With pivot() , we also weren't able to handle multi-level indices or indices with repeated values. For this reason we haven't been able to put the weather data in the wide
format. The pivot_table() method solves this issue:

In [None]:
weather.reset_index().pivot_table(
  index=['date', 'station', 'station_name'],
  columns='datatype',
  values='value',
  aggfunc='median'
).reset_index().tail()

We can use the pd.crosstab() function to create a frequency table. For example, if we want to see how many low-, medium-, and high-volume trading days Facebook
stock had each month, we can use crosstab

In [None]:
pd.crosstab(
  index=fb.trading_volume,
  columns=fb.index.month,
  colnames=['month'] # name the columns index
)

We can normalize with the row or column totals with the normalize parameter.

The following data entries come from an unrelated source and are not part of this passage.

PR #924, opened 2026-08-23
fix: stabilize theme customization menus

YOIMIYA66:
## Summary
- Open theme customization at the top, then restore the theme-list scroll position and originating Customize-button focus on return.
- Keep theme customization menus out of the outer Settings scroll geometry and inside a stable viewport boundary.
- Build on `main`'s existing stable scrollbar gutter and closed-menu unmount lifecycle; this PR does not reimplement or claim those fixes.

## Problem context
During Windows QA, the theme customization view inherited the theme-list scroll position. The accessory picker could also extend the outer content geometry and collide with the window edge; repeated open/close cycles then made the outer scrollbar and menu direction appear unstable.

Current `main` already reserves a stable scrollbar gutter and removes closed picker menus from layout. The remaining problem was specific to theme customization navigation and to open theme menus participating in the outer scrolling layout.

## What changed
- Added one opt-in shared-picker option, `viewportPlacement: "up" | "down"`; callers that omit it retain the existing anchored/automatic behavior.
- Constrained viewport menus to the Settings content boundary with a 12 px inset and a 240 px maximum height; long menus scroll internally.
- Close viewport menus when the outer Settings content scrolls and recalculate their position after window resize.
- When scroll closes a menu, restore the trigger only if focus is still inside that menu; focus already moved elsewhere is left untouched.
- Prefer downward placement for pet color and upward placement for accessories, with safe fallback when the preferred side lacks usable space.
- Save and restore theme-list scroll position across customization navigation, including the asynchronous activate-then-customize path.
- Move focus to the Back button on entry and restore it to the originating Customize button without scrolling.
- Reuse the Settings core focus-target helper instead of maintaining a second DOM traversal and `preventScroll` fallback in the Theme tab.
- Added regression coverage for repeated open/close cycles, boundary clearance, resize reflow, 100%–160% text scaling, direction fallback, scrolling, and focus restoration.

## Behavior after this PR
- Every theme customization entry starts at the top.
- Returning to the theme list restores the previous location and keyboard focus.
- Theme menus do not add to the outer content height; accessories prefer upward placement and pet color prefers downward placement.
- Small windows fall back to the safer side, and oversized menus scroll internally without covering the Settings edge.
- Escape, outside click, arrow-key navigation, ARIA state, close animation, reduced-motion behavior, picker persistence, and existing non-theme picker defaults remain unchanged.
- Content-width stability and closed-menu unmounting continue to come from the current `main` baseline.

## Validation
- Rebased onto current `main@e5855877` before the fresh checks below.
- `node --test --test-name-pattern='viewport-fixed|preferred theme-menu|outer overflow|inactive capable pet|active pet detail|returns to the theme list|opens customization at the top' test/settings-renderer-browser-env.test.js` — 5 passed, 0 failed.
- `node --test test/settings-renderer-browser-env.test.js` — 334 passed, 0 failed, including scroll-close focus ownership and `preventScroll` coverage.
- `git diff --check` — passed, with only the repository's existing LF/CRLF warnings.
- Remote CI for head `39c97ddb`: `unit`, `audit`, and all five platform packaging jobs passed.
- `npm test` — blocked before test execution by Windows `spawnSync ... ENAMETOOLONG`; no test failure was produced.
- Earlier Windows manual QA passed the customization and menu-placement flows. The new conditional scroll-close focus restoration is covered by the 334-test Settings suite but still needs a focused click-level smoke before Ready.

## Platform note
Automated validation ran on Windows. The prior click-level QA ran at 125% device scale. Other platforms remain covered by the shared browser-environment tests but were not manually exercised.

## Scope control
- No preference schema, theme data, Settings store/controller, IPC contract, or business behavior changed.
- Existing anchored picker callers retain automatic placement.
- Stable scrollbar gutter and closed-menu unmounting are baseline dependencies, not new production changes in this PR.
- This PR does not modify the Settings disclosure-animation work.

Related to #857


rullerzhou-afk:
Thanks @YOIMIYA66 for improving the theme customization experience! The menu placement and scroll/focus restoration are welcome fixes, and thank you for including regression coverage.

We've completed review and Windows smoke testing, and the PR is now merged. Appreciate your contribution! 🙌

PR #930, opened 2026-08-24
fix: restore idle visual picker options

YOIMIYA66:
## Summary

- Restore the missing choices in Settings → Animation / Sound → Animation → Default idle animation.
- Replace the special-purpose picker state machine with the existing shared Settings select control.
- Preserve the existing `setIdleVisual` command, broadcast-driven synchronization, error toast, and failed-save rollback behavior.

## Problem context

The idle visual picker still toggled only `.open` after the shared picker CSS adopted a separate `.menu-mounted` lifecycle. The trigger and ARIA state changed, and all option nodes existed, but the menu remained `display: none` because it was never mounted.

The duplicated picker implementation also risked drifting further from shared keyboard, dismissal, animation, and cleanup behavior.

## Design provenance and maintainer decision

Related to #509. The default-idle feature was originally implemented in #679.

The maintainer direction recorded in #509 was to offer the theme-default idle visual plus supported idle variants while keeping task, permission, completion, and sleep states unchanged. The implementation in #679 therefore derives this picker from `states.idle + idleAnimations`; for the bundled Clawd theme that currently produces Theme default, Idle Look, Idle Bubble, and Idle Reading. `Free roam walk` is a separate `roam` state and is intentionally not a persistent idle-visual choice.

This PR does not redefine that product scope—it restores access to the choices established by #679. Please confirm during review whether the original #509 behavior should remain, or whether the product should be narrowed in a separate follow-up decision.

## What changed

- Build the idle visual control through the shared `buildSettingsSelect` helper.
- Delegate menu mounting, Escape and arrow-key handling, outside-click dismissal, pending state, failed-change rollback, reduced-motion behavior, and listener cleanup to the shared picker.
- Keep the mounted control adapter so idle-visual broadcasts continue to update the current selection in place.
- Add a browser-environment regression test proving the menu mounts when opened and leaves layout when closed.

## Behavior after this PR

- Opening “Theme default” displays every idle visual option provided by the active theme.
- Closing the picker removes the menu from layout instead of leaving hidden overflow behind.
- Successful selections continue to update through the existing Settings command and broadcast path.
- Failed selections retain the previous value and show the existing save-failure toast.

## Validation

- `node --test --test-name-pattern='idle visual picker|idleVisual-only|idle visual menu' test/settings-renderer-browser-env.test.js` — 4/4 passed.
- `node --test test/settings-renderer-browser-env.test.js` — 303/303 passed.
- `node --check src/settings-tab-anim-overrides.js` — passed.
- Windows click-level check — the menu opens and displays Theme default, Idle Look, Idle Bubble, and Idle Reading.
- `npm test` — could not start on this Windows checkout because `node test/run-tests.js` hit `spawnSync ... ENAMETOOLONG`; targeted Settings coverage above passed.

## Scope control

- This PR only changes the default idle visual picker and its regression coverage.
- It does not change theme data, preference schema, IPC, animation assets, or other Settings controls.

### DIFF
--- a/src/settings-tab-anim-overrides.js
+++ b/src/settings-tab-anim-overrides.js
@@ -953,152 +953,51 @@
     wrap.className = "anim-idle-visual-row";
     const row = document.createElement("div");
     row.className = "row";
-    row.innerHTML =
-      `<div class="row-text">` +
-        `<span class="row-label"></span>` +
-        `<span class="row-desc"></span>` +
-      `</div>` +
-      `<div class="row-control">` +
-        `<div class="language-picker">` +
-          `<button type="button" class="language-picker-trigger" aria-haspopup="listbox" aria-expanded="false">` +
-            `<span class="language-picker-value"></span>` +
-            `<span class="language-picker-chevron" aria-hidden="true"></span>` +
-          `</button>` +
-          `<div class="language-picker-menu" role="listbox" aria-hidden="true"></div>` +
-        `</div>` +
-      `</div>`;
-    row.querySelector(".row-label").textContent = t("animIdleVisualLabel");
-    row.querySelector(".row-desc").textContent = t("animIdleVisualDesc");
-    const picker = row.querySelector(".language-picker");
-    const trigger = row.querySelector(".language-picker-trigger");
-    const valueEl = row.querySelector(".language-picker-value");
-    const menu = row.querySelector(".language-picker-menu");
-    trigger.setAttribute("aria-label", t("animIdleVisualLabel"));
-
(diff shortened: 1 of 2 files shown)


rullerzhou-afk:
Thank you, @YOIMIYA66, for fixing this and for replacing the duplicated picker lifecycle with the shared Settings select.

I reviewed exact head `69119dca09fb8ecab4089c8b72da30feb7390102` and validated it in a real macOS Electron run with isolated user data. Mouse open/select/outside-dismissal, keyboard Home/End/arrows/Enter/Escape and focus return, runtime switching to the selected idle asset, and restart persistence all passed. CI is also green.

Much appreciated — this is ready to merge.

This shows percentage of the total:

In [None]:
pd.crosstab(
  index=fb.trading_volume,
  columns=fb.index.month,
  colnames=['month'],
  normalize='columns'
)

If we want to perform a calculation other than counting the frequency, we can pass the column to run the calculation on to values and the function to use to aggfunc :

In [None]:
pd.crosstab(
  index=fb.trading_volume,
  columns=fb.index.month,
  colnames=['month'],
  values=fb.close,
  aggfunc=np.mean
)

We can also get row and column subtotals with the margins parameter. Let's count the number of times each station recorded snow per month and include the subtotals

In [None]:
snow_data = weather.query('datatype == "SNOW"')
pd.crosstab(
  index=snow_data.station_name,
  columns=snow_data.index.month,
  colnames=['month'],
  values=snow_data.value,
  aggfunc=lambda x: (x > 0).sum(),
  margins=True, # show row and column subtotals
  margins_name='total observations of snow' # name the subtotals
)